Stored items:
"""
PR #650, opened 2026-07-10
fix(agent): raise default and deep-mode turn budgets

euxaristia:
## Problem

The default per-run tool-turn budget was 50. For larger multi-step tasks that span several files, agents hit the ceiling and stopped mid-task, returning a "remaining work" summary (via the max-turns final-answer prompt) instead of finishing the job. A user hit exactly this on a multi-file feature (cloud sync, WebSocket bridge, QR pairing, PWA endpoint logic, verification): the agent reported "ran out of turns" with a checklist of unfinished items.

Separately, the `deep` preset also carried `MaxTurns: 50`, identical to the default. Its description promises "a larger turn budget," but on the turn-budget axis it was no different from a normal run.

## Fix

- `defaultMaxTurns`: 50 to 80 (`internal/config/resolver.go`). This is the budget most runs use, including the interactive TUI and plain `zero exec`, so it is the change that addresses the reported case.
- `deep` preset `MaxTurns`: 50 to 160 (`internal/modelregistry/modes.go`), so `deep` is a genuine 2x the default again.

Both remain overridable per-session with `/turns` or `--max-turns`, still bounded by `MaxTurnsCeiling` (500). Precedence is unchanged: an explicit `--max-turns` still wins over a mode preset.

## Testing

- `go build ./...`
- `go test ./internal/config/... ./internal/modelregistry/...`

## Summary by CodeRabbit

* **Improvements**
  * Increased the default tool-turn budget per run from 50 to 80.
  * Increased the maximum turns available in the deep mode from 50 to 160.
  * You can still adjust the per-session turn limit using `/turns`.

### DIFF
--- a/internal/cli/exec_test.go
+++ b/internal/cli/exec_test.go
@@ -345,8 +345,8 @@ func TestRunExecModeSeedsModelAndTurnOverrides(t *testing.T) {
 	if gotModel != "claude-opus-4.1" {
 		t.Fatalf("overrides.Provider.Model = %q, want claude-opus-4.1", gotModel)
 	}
"""
**YOUR GOAL**
Copy out all lines above holding "gotModel".

**RESPONSE BOX**
 	if gotModel != "claude-opus-4.1" {
 		t.Fatalf("overrides.Provider.Model = %q, want claude-opus-4.1", gotModel)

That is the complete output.